■ **Required work**: Copy out all the lines of the data that hold the word "retrieved".

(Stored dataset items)

- - - - -

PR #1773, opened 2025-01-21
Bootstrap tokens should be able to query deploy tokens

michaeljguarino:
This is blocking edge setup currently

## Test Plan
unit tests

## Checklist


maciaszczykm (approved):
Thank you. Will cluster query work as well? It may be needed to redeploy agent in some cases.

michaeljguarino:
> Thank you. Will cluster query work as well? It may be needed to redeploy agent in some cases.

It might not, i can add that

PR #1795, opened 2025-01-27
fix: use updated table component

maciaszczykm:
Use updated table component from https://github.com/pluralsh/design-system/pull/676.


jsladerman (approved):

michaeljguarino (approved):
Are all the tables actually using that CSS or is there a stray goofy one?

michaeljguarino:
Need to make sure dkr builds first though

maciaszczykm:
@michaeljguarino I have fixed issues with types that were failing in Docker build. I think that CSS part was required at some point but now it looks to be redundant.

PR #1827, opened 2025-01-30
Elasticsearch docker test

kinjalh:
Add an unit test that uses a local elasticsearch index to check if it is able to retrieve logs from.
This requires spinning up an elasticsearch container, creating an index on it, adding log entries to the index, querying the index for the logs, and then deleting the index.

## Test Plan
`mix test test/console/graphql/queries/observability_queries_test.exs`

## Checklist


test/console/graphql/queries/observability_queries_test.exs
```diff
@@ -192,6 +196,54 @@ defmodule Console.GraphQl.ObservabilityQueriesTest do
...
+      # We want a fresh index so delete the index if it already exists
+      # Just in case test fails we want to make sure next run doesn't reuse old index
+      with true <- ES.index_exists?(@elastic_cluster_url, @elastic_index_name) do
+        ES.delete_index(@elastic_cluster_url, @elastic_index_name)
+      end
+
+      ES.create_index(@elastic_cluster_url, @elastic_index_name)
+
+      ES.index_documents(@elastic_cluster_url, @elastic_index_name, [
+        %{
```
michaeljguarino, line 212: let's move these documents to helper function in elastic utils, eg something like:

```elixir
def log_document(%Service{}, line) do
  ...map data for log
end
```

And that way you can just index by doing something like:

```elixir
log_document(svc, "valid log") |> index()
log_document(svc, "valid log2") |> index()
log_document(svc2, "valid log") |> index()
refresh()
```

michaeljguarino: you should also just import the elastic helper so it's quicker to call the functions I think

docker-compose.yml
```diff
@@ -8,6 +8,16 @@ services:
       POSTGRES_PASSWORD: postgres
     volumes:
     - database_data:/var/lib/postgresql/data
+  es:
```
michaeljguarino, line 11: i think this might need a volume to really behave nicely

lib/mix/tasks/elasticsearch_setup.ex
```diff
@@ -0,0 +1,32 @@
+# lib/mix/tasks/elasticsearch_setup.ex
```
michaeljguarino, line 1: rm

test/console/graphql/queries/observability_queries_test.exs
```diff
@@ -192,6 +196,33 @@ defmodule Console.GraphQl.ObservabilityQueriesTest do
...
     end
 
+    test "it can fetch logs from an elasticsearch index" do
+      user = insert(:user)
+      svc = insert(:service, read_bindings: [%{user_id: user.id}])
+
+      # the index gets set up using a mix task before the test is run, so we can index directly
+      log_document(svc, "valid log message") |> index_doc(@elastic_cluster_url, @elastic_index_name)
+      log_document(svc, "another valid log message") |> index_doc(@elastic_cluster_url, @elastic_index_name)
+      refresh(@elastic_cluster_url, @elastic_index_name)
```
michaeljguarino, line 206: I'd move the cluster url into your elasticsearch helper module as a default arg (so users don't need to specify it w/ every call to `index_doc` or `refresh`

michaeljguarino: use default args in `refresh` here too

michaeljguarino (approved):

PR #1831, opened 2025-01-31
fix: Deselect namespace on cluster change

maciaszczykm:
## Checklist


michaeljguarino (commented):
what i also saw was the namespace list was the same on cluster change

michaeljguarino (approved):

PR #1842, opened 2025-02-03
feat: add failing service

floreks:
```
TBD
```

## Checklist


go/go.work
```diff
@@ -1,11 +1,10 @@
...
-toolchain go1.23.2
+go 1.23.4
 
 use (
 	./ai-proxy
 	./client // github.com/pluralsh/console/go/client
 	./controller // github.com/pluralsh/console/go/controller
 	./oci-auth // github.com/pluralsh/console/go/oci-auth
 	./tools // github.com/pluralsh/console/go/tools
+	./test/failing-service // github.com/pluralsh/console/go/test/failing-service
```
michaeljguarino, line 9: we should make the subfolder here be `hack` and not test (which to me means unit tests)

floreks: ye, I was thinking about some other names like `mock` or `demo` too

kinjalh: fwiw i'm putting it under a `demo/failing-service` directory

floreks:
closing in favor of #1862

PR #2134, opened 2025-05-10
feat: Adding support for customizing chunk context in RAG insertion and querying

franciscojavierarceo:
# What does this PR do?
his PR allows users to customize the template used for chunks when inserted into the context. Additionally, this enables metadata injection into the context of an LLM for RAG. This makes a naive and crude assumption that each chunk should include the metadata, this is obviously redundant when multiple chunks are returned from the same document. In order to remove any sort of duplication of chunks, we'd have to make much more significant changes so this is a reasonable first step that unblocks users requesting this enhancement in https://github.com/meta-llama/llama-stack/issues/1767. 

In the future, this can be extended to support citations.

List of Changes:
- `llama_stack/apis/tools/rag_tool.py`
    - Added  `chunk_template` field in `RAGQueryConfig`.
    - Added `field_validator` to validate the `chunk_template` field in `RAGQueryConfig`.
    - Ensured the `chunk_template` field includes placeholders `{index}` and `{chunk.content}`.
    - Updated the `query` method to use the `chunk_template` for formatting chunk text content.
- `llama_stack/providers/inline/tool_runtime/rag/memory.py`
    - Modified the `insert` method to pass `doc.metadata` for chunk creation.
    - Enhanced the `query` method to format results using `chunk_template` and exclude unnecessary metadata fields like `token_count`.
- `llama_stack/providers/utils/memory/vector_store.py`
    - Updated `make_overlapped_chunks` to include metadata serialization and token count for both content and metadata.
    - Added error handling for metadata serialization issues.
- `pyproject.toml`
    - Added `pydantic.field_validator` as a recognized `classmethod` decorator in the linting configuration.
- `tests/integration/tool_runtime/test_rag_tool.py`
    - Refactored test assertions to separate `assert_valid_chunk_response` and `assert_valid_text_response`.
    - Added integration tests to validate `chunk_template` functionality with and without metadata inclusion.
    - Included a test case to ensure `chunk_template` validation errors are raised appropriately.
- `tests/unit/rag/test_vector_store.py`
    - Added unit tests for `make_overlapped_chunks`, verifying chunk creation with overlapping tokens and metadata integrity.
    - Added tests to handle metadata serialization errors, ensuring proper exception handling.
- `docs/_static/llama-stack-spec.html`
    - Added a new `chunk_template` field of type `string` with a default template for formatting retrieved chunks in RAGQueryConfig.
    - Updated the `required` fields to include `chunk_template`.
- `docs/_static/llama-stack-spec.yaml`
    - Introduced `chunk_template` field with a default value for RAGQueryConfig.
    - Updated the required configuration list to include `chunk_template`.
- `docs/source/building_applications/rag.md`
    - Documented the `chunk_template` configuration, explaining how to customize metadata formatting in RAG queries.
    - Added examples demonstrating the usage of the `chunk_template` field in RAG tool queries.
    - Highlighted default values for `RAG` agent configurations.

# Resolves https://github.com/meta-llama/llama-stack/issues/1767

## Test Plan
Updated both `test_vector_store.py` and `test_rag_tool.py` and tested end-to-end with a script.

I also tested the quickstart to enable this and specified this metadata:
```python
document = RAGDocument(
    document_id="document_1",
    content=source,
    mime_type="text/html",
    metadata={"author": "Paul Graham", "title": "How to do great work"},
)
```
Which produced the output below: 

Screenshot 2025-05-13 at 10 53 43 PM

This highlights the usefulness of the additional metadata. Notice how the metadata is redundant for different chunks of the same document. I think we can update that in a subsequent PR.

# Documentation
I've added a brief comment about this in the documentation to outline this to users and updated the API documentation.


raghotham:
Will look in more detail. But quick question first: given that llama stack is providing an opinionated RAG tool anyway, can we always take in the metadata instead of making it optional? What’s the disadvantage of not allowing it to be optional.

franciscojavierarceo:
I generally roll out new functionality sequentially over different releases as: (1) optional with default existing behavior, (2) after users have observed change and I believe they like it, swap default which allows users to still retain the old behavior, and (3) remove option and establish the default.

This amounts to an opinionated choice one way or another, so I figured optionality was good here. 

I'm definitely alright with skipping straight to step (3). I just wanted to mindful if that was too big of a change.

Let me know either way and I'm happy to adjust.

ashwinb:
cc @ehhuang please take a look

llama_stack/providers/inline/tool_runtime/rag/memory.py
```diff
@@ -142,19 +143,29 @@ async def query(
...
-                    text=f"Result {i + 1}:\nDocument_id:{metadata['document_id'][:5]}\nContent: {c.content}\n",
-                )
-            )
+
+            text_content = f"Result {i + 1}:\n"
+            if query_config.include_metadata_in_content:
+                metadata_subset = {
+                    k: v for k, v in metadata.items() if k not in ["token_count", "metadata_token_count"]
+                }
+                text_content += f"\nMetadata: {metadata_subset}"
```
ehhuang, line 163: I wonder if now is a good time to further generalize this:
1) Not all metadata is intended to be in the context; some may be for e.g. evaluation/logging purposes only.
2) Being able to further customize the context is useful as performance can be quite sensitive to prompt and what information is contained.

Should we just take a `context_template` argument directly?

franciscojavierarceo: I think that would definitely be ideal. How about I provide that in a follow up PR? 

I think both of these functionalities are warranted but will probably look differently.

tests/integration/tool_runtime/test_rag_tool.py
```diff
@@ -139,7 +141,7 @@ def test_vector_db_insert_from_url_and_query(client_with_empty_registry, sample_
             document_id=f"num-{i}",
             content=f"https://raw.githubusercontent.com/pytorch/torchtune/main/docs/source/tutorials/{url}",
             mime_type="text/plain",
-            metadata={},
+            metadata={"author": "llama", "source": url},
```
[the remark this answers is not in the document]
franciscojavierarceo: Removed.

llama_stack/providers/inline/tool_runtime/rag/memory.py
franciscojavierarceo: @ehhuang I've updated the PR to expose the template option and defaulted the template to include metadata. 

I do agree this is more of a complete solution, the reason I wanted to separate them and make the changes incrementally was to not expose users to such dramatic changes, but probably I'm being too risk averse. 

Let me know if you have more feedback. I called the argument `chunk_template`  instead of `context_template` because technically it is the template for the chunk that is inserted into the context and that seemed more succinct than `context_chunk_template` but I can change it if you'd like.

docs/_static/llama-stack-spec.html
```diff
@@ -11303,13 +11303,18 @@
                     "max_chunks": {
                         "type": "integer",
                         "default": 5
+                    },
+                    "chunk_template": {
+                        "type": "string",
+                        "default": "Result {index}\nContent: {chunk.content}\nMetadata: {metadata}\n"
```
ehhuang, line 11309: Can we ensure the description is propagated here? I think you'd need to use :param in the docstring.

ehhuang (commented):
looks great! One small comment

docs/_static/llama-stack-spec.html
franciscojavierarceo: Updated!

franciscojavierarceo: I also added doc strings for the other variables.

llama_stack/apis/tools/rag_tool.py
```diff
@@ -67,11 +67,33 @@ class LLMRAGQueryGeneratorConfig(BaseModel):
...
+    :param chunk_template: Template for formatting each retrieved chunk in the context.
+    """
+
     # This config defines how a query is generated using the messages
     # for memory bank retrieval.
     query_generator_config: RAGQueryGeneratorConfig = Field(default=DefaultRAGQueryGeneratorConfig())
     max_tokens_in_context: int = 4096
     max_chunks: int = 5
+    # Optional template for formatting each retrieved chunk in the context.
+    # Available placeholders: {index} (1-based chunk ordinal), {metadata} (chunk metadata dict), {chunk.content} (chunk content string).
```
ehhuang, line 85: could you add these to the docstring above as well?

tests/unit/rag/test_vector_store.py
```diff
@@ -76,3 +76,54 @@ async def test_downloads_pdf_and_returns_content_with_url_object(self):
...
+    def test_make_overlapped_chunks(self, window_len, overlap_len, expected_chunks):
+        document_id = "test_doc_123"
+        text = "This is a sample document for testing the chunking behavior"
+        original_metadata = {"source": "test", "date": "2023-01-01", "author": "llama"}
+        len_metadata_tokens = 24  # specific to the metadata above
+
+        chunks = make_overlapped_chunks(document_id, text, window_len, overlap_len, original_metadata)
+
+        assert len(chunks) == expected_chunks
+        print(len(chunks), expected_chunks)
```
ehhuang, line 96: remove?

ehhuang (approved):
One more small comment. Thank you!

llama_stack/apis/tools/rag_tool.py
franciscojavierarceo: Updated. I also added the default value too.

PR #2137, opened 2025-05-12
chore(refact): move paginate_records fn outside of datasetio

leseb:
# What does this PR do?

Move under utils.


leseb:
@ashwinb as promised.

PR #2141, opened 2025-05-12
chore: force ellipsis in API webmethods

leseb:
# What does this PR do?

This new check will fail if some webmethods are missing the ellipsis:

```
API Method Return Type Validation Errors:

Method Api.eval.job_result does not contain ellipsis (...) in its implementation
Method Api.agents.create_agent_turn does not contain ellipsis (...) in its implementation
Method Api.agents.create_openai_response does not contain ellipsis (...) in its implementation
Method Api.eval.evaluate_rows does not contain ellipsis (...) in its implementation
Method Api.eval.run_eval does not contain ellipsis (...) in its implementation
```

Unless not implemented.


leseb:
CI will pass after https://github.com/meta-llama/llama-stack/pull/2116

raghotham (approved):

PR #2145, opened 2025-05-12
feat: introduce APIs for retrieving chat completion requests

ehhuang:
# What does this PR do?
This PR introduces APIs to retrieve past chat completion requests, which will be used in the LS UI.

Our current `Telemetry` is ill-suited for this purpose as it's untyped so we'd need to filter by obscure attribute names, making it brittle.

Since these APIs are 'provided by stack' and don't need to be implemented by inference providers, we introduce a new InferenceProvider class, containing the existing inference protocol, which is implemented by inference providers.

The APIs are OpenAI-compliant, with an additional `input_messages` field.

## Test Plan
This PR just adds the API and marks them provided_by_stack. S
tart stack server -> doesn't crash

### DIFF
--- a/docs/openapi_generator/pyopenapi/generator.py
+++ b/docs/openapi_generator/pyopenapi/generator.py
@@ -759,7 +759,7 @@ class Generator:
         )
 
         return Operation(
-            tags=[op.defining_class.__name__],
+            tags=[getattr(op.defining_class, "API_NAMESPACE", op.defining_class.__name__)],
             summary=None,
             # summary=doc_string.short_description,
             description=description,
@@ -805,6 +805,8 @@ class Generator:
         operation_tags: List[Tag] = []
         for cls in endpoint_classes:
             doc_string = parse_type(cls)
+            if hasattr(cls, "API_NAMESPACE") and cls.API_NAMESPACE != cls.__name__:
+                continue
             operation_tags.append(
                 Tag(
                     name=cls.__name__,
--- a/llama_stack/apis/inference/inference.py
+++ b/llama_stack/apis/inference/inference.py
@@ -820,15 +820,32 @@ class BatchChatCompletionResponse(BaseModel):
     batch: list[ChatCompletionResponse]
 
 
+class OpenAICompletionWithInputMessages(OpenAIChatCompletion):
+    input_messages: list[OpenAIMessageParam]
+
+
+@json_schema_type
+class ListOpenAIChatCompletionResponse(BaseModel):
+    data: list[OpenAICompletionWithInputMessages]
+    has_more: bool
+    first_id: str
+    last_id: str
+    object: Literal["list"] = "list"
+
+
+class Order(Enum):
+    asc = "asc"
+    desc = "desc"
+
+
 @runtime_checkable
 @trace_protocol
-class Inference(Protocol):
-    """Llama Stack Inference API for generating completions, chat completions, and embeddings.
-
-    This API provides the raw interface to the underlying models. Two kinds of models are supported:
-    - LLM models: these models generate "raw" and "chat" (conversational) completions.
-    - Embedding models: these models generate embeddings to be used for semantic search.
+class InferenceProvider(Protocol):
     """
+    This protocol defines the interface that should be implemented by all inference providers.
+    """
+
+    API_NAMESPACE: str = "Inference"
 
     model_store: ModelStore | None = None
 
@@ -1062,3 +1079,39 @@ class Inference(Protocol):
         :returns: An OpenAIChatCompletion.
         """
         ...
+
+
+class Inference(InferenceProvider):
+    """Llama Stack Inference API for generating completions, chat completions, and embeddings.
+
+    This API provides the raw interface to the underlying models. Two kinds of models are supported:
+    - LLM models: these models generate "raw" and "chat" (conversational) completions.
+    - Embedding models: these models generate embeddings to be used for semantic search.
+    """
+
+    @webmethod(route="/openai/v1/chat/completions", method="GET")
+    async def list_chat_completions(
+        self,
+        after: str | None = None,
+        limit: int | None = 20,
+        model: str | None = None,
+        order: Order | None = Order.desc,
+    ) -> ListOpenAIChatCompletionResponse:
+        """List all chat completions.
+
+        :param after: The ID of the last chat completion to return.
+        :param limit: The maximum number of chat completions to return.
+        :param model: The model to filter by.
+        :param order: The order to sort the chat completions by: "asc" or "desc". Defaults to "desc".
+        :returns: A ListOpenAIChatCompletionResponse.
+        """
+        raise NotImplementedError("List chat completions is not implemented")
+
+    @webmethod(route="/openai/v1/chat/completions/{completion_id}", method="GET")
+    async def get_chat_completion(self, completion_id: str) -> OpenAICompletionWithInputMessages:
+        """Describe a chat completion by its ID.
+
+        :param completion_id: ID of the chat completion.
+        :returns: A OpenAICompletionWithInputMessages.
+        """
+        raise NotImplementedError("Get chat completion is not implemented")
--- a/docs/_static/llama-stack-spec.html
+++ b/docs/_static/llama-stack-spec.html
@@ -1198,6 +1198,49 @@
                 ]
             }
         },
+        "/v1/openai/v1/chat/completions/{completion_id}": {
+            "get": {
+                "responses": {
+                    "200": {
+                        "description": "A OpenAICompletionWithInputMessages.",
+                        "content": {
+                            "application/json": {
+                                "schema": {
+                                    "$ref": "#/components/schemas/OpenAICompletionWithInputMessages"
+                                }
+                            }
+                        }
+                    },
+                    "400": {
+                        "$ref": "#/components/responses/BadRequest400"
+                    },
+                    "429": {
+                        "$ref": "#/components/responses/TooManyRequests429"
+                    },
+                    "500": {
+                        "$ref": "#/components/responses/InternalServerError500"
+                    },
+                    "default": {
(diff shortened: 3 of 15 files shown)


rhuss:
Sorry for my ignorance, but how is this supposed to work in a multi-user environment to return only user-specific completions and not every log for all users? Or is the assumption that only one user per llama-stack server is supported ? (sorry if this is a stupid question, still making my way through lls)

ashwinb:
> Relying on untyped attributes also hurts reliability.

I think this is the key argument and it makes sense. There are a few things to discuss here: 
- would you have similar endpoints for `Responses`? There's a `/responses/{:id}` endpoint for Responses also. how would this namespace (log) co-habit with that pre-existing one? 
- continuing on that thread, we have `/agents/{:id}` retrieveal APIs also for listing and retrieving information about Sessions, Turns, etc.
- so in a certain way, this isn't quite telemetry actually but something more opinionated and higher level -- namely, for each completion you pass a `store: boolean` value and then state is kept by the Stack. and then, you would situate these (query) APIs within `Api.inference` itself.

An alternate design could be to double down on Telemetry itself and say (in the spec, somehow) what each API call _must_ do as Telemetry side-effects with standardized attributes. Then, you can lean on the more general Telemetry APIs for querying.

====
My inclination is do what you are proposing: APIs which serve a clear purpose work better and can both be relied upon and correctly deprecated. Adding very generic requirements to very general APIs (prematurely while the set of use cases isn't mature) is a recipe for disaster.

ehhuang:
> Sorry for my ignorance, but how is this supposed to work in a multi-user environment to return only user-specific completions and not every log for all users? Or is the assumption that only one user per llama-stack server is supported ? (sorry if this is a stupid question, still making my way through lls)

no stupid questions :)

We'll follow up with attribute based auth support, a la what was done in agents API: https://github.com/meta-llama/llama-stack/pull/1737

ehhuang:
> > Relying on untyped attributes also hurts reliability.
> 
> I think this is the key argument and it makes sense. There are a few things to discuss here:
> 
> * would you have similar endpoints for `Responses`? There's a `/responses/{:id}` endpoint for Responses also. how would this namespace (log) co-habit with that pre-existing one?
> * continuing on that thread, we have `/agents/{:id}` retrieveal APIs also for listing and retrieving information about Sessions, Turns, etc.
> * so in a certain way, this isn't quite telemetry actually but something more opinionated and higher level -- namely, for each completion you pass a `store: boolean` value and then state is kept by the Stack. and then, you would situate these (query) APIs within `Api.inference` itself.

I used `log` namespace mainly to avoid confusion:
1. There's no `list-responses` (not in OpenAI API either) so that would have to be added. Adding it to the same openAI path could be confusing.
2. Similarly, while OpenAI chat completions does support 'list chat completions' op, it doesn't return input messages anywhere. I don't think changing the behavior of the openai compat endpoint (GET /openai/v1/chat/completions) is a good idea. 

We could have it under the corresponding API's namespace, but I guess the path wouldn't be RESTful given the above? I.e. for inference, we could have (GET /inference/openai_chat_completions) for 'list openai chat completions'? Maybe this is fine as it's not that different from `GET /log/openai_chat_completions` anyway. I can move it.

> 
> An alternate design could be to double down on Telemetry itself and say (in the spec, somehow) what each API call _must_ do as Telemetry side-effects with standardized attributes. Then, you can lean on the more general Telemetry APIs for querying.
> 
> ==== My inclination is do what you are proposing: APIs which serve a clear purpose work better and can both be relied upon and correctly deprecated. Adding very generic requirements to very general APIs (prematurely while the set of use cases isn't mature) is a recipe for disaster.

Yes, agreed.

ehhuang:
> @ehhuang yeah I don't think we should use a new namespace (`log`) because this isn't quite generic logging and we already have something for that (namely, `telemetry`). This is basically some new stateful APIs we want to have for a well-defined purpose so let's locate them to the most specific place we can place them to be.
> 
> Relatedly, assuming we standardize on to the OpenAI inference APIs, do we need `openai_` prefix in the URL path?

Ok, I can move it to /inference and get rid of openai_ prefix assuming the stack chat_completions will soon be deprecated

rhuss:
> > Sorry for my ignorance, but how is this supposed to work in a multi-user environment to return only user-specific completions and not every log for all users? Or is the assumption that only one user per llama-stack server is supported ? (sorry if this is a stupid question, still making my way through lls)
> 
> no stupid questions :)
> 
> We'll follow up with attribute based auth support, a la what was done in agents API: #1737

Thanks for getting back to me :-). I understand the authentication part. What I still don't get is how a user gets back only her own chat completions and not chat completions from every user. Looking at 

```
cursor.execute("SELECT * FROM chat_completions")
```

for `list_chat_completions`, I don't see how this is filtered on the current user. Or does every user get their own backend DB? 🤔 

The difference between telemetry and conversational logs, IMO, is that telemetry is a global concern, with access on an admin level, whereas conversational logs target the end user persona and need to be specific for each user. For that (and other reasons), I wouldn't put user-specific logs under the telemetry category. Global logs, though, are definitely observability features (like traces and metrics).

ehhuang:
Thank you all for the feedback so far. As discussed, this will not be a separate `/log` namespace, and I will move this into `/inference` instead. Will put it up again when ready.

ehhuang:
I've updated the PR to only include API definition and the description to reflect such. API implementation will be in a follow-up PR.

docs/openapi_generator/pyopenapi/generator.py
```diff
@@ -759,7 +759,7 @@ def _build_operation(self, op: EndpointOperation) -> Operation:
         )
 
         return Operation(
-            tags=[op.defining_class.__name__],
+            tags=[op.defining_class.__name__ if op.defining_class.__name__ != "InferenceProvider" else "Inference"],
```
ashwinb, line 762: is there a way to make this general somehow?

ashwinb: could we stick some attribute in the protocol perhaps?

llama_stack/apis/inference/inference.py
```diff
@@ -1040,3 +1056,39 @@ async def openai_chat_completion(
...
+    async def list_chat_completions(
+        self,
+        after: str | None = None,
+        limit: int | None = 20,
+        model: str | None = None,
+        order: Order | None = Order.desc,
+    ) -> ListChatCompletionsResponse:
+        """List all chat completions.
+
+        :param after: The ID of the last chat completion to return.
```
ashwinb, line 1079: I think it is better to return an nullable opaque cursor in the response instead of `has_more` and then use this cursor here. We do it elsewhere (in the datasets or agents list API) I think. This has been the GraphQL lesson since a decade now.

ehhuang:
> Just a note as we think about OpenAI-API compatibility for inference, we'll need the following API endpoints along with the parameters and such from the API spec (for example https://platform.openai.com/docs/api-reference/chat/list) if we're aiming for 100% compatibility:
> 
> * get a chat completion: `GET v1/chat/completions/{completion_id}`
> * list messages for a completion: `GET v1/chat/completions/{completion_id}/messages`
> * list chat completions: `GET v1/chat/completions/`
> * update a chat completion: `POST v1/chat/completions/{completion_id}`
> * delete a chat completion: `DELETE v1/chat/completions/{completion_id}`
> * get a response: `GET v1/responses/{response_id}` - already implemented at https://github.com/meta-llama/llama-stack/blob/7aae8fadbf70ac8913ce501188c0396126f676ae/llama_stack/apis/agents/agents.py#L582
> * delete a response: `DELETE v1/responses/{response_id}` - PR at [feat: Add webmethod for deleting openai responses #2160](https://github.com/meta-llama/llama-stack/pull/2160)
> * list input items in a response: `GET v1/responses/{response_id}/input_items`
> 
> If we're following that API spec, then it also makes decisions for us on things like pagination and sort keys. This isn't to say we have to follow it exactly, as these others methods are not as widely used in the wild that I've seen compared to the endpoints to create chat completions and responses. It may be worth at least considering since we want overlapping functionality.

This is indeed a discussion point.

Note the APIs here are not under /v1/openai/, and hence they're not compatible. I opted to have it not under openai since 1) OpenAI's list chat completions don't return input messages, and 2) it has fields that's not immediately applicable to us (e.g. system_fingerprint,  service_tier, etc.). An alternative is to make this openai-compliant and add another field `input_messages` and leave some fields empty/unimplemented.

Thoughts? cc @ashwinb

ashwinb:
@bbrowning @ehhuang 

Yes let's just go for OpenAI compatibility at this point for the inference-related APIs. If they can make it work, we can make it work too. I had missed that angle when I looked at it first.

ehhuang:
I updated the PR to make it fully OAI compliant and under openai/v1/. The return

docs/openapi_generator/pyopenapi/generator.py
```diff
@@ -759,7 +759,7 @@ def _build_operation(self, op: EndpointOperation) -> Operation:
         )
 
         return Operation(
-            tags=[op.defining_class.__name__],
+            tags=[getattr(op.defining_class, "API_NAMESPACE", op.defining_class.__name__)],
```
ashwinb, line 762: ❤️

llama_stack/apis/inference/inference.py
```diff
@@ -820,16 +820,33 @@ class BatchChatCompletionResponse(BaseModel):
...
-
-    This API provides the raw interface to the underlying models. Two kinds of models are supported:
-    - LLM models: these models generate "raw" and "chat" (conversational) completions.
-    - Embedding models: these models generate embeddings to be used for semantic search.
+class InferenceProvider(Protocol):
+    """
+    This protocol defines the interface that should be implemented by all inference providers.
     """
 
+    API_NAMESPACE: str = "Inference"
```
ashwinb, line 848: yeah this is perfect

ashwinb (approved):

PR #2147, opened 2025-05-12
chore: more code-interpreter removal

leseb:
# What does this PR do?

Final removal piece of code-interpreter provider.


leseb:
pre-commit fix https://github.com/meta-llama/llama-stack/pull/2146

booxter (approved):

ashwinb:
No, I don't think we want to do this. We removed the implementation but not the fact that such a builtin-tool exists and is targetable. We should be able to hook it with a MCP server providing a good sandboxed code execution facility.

- - - - -

■ **Output of the exercise**:
    - Added a new `chunk_template` field of type `string` with a default template for formatting retrieved chunks in RAGQueryConfig.
+    :param chunk_template: Template for formatting each retrieved chunk in the context.
+    # Optional template for formatting each retrieved chunk in the context.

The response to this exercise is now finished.